Data for this task:
PR #77, opened 2024-07-24
set docker images to v0.1.0

### LINKED ISSUE #73: Add docker image tags to all docker images

jashapiro:
Does what it says. No more `latest` tags!

closes #73

### DIFF
--- a/modules/doublet-detection/main.nf
+++ b/modules/doublet-detection/main.nf
@@ -2,7 +2,7 @@
 
 // Workflow to detect doublets in a SingleCellExperiment object using scDblFinder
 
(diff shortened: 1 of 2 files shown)


sjspielman (approved):
🚀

Exercise aim:
Output the records above precisely.

Problem solution:
PR #77, opened 2024-07-24
set docker images to v0.1.0

### LINKED ISSUE #73: Add docker image tags to all docker images

jashapiro:
Does what it says. No more `latest` tags!

closes #73

### DIFF
--- a/modules/doublet-detection/main.nf
+++ b/modules/doublet-detection/main.nf
@@ -2,7 +2,7 @@
 
 // Workflow to detect doublets in a SingleCellExperiment object using scDblFinder
 
(diff shortened: 1 of 2 files shown)


sjspielman (approved):
🚀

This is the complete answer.